[SUPPLIED ENTRIES — start]
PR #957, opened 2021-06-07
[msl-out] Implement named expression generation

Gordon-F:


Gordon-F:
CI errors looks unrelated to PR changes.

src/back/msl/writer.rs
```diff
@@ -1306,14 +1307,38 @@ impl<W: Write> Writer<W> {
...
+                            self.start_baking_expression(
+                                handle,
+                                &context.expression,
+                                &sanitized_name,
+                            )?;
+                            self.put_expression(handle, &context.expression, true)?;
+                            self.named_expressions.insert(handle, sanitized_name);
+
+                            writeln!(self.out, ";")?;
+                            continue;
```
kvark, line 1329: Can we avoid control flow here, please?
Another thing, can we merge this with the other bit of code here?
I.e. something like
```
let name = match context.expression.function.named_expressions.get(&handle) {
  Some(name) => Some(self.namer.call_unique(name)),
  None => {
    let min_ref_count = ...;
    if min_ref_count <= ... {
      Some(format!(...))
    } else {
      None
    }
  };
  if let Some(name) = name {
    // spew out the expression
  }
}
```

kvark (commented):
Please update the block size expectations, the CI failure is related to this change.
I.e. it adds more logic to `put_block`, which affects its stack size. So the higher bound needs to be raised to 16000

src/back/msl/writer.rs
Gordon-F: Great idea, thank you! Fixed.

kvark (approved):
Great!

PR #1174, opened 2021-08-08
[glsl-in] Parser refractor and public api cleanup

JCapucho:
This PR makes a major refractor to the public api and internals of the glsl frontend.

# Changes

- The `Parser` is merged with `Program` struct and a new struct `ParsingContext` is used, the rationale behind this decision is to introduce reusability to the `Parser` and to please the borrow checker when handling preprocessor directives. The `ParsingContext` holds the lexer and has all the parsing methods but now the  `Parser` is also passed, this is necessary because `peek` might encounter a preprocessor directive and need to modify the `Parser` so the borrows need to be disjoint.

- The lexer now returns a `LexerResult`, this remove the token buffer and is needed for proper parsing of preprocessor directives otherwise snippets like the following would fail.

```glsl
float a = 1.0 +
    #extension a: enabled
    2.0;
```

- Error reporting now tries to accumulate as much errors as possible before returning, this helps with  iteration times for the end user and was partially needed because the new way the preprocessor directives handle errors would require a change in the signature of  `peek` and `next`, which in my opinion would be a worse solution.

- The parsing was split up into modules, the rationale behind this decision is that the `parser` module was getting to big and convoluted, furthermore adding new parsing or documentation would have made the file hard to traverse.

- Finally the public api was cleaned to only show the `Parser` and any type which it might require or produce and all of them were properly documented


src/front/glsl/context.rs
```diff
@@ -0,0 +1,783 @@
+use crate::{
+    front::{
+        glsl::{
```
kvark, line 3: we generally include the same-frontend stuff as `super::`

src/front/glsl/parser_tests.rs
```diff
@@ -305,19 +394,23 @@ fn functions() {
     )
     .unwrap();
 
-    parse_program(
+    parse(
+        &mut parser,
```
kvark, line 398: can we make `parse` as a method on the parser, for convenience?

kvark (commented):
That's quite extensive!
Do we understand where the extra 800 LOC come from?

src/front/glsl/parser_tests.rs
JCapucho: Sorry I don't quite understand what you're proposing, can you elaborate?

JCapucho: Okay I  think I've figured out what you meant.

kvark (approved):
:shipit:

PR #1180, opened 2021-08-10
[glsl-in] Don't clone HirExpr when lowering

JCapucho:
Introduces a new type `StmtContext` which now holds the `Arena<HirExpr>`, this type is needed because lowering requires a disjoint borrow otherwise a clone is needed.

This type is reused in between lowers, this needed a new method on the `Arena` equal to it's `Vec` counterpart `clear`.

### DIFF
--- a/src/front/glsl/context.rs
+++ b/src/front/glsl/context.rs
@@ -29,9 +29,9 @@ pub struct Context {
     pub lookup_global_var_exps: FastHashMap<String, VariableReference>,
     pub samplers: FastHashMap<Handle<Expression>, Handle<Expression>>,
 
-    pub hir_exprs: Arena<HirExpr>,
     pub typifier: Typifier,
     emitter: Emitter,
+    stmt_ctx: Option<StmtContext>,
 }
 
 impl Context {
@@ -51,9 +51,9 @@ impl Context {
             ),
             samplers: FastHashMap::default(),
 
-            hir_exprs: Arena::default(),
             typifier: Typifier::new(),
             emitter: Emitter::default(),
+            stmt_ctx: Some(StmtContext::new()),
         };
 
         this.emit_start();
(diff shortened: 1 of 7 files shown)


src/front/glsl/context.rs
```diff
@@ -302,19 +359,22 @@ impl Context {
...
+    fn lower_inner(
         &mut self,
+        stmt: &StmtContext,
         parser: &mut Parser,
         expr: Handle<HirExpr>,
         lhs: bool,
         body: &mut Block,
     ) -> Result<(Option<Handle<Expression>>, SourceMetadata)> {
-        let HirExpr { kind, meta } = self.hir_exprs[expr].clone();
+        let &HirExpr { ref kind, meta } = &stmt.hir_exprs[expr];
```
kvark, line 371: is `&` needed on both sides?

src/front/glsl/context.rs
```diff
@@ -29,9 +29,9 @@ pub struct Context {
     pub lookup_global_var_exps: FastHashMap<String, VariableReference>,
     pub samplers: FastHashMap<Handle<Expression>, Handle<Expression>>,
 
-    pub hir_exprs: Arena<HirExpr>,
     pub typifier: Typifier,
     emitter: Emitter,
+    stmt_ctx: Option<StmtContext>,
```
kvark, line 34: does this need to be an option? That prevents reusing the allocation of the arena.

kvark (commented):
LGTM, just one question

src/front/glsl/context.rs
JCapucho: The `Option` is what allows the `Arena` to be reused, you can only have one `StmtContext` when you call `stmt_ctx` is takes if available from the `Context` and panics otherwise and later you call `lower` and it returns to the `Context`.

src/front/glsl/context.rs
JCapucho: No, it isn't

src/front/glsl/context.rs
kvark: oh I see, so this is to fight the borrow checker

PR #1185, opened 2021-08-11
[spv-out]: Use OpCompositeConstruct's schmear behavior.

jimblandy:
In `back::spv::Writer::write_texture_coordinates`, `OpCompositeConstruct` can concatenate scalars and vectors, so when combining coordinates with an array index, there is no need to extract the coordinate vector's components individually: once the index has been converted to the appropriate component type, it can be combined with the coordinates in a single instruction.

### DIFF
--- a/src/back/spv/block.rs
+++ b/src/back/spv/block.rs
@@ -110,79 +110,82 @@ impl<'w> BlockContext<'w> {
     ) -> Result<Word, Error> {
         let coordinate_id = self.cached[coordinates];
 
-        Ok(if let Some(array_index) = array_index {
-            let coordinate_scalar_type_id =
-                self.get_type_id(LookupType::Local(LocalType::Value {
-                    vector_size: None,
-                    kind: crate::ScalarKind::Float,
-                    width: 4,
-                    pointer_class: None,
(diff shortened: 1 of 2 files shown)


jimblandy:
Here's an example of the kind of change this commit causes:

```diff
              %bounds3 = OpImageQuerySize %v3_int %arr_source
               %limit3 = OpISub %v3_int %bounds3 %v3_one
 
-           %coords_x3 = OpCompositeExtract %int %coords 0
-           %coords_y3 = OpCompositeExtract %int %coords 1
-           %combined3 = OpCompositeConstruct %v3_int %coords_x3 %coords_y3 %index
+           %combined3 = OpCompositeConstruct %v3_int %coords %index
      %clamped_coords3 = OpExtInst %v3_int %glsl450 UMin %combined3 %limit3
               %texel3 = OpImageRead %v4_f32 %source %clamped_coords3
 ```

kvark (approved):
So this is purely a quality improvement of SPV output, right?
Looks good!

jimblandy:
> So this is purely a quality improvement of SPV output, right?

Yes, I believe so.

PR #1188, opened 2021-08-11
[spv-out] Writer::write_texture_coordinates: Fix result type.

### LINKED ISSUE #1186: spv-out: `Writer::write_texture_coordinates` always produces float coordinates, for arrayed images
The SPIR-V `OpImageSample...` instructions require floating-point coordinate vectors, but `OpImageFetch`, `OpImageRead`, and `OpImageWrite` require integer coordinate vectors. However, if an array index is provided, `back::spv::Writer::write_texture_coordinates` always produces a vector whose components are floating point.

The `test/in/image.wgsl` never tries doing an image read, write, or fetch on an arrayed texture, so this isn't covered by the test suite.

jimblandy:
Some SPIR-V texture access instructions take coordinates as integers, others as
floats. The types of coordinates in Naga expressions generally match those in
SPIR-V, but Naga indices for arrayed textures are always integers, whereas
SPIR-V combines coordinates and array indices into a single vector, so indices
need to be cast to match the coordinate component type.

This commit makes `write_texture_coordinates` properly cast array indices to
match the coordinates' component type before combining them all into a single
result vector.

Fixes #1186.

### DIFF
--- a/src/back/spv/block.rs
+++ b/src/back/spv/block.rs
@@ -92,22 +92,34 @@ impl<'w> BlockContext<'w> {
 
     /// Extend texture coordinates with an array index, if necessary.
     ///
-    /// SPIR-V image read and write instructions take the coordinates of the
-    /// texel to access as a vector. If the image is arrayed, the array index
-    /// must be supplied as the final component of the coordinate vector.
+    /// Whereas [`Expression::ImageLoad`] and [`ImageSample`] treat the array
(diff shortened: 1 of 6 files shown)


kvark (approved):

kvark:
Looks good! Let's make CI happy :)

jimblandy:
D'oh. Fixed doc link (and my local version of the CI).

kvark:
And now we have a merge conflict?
[SUPPLIED ENTRIES — finish]
[SUPPLIED ENTRIES — start]
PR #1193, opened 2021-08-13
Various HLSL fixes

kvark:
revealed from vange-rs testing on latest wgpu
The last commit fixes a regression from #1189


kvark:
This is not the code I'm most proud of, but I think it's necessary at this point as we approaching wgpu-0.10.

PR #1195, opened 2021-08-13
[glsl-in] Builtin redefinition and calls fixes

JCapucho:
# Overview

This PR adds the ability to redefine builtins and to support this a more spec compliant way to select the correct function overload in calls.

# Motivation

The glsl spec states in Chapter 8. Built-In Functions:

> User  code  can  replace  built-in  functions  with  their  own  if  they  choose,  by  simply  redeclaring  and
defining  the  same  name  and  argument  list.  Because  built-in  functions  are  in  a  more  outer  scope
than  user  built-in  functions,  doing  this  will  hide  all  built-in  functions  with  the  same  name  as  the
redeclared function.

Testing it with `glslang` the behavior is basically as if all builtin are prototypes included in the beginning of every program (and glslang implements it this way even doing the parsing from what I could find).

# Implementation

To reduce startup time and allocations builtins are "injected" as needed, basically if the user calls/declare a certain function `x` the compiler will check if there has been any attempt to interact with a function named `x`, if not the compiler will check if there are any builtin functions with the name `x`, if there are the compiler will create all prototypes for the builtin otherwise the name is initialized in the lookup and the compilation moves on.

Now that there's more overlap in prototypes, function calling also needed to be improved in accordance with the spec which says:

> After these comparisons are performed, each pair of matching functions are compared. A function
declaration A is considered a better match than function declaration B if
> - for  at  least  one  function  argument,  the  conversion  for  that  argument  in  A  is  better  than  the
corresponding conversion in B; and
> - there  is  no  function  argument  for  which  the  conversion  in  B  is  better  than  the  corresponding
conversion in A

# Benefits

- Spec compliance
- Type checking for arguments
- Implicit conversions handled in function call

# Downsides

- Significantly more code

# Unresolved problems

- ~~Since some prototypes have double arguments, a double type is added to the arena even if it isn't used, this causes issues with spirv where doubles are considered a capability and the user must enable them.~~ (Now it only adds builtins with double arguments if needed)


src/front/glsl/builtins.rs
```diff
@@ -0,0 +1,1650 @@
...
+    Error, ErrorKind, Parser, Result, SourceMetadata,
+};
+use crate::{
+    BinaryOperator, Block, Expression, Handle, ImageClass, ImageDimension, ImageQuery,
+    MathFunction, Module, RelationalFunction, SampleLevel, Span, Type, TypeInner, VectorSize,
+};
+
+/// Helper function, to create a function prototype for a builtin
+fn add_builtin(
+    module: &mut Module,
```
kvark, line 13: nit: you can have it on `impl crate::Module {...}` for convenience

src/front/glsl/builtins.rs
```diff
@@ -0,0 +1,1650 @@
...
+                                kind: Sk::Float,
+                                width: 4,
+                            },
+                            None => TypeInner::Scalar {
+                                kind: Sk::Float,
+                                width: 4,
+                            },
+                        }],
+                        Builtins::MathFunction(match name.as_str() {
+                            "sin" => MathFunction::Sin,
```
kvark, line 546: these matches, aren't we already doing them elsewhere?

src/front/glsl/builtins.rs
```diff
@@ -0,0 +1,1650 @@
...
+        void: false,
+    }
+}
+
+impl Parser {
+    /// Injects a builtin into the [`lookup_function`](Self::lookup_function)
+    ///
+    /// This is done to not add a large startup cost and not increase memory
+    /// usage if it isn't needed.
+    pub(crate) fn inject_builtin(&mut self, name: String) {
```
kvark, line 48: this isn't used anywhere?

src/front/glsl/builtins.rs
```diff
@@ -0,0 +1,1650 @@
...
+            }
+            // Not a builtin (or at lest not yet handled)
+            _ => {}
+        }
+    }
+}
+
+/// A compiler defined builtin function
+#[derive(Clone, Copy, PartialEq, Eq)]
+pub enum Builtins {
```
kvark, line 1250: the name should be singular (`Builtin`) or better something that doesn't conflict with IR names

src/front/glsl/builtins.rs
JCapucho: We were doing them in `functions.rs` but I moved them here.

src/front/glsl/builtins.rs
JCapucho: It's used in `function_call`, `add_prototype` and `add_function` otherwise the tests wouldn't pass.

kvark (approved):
[SUPPLIED ENTRIES — finish]
[SUPPLIED ENTRIES — start]
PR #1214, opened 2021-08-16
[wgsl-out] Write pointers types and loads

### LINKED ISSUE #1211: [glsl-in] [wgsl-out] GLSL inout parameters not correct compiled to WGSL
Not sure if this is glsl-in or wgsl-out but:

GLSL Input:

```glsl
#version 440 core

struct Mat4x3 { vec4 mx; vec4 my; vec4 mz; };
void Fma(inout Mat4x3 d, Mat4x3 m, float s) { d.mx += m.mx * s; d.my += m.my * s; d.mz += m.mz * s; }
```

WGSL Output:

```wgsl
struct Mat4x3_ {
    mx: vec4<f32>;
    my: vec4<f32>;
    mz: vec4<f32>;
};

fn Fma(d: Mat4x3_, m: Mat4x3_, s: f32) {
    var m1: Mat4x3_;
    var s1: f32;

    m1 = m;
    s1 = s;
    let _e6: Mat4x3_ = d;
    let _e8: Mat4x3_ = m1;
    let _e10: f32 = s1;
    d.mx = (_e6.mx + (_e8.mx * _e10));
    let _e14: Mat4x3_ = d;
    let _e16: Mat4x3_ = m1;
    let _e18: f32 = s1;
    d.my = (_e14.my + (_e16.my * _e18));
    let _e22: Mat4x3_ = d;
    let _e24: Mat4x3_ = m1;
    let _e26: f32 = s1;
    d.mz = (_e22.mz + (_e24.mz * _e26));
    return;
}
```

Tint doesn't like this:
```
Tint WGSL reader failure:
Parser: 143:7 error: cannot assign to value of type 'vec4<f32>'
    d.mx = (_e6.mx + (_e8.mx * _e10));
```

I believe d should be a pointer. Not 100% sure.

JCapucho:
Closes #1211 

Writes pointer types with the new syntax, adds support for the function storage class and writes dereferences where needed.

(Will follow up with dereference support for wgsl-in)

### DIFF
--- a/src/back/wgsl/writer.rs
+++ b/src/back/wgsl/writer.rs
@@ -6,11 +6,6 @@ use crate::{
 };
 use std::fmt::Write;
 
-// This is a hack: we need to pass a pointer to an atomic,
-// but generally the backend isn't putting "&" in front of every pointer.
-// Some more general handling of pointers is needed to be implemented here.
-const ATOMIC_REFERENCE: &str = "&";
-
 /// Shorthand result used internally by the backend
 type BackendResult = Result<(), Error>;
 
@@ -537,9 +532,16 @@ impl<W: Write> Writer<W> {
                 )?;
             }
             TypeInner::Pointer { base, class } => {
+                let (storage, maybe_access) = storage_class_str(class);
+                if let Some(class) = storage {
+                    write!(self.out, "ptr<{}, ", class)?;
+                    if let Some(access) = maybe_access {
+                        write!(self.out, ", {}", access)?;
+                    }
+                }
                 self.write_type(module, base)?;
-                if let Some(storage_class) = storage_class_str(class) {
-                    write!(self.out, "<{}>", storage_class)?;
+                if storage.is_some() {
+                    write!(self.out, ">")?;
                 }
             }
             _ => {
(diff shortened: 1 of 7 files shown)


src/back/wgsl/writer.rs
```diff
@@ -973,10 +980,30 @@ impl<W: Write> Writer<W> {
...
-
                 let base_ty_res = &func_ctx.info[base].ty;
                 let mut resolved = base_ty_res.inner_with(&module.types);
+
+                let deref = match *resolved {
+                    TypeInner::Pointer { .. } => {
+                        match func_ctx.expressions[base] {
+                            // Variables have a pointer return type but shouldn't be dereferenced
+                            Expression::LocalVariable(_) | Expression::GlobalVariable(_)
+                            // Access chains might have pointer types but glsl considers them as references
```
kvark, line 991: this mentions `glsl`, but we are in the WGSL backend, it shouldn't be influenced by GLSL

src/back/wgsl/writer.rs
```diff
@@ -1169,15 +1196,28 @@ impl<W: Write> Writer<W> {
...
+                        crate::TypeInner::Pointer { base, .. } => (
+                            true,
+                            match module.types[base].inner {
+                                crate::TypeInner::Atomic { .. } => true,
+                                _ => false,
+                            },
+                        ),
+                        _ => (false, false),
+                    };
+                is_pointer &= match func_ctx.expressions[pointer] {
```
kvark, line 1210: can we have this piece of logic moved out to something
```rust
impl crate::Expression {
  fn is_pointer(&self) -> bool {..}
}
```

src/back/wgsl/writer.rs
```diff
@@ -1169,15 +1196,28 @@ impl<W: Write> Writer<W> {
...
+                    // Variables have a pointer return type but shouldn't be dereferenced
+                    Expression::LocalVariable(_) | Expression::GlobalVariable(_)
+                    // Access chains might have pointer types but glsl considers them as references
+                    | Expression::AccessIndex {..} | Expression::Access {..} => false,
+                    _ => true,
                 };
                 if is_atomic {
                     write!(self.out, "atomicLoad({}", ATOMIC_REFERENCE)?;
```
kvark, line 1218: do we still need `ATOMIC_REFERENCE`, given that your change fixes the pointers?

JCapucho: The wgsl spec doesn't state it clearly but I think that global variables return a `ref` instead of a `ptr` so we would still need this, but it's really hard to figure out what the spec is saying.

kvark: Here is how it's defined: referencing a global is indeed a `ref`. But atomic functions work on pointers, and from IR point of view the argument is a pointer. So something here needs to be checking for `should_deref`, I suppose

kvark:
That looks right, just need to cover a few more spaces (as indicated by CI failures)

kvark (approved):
[SUPPLIED ENTRIES — finish]
## [EXERCISE OBJECTIVE]
Beginning with the line that has "PR #1193, opened 2021-08-13" and ending with the line that has "To reduce startup", set down the lines above exactly and include no others.

## [RESULT]
PR #1193, opened 2021-08-13
Various HLSL fixes

kvark:
revealed from vange-rs testing on latest wgpu
The last commit fixes a regression from #1189


kvark:
This is not the code I'm most proud of, but I think it's necessary at this point as we approaching wgpu-0.10.

PR #1195, opened 2021-08-13
[glsl-in] Builtin redefinition and calls fixes

JCapucho:
# Overview

This PR adds the ability to redefine builtins and to support this a more spec compliant way to select the correct function overload in calls.

# Motivation

The glsl spec states in Chapter 8. Built-In Functions:

> User  code  can  replace  built-in  functions  with  their  own  if  they  choose,  by  simply  redeclaring  and
defining  the  same  name  and  argument  list.  Because  built-in  functions  are  in  a  more  outer  scope
than  user  built-in  functions,  doing  this  will  hide  all  built-in  functions  with  the  same  name  as  the
redeclared function.

Testing it with `glslang` the behavior is basically as if all builtin are prototypes included in the beginning of every program (and glslang implements it this way even doing the parsing from what I could find).

# Implementation

To reduce startup time and allocations builtins are "injected" as needed, basically if the user calls/declare a certain function `x` the compiler will check if there has been any attempt to interact with a function named `x`, if not the compiler will check if there are any builtin functions with the name `x`, if there are the compiler will create all prototypes for the builtin otherwise the name is initialized in the lookup and the compilation moves on.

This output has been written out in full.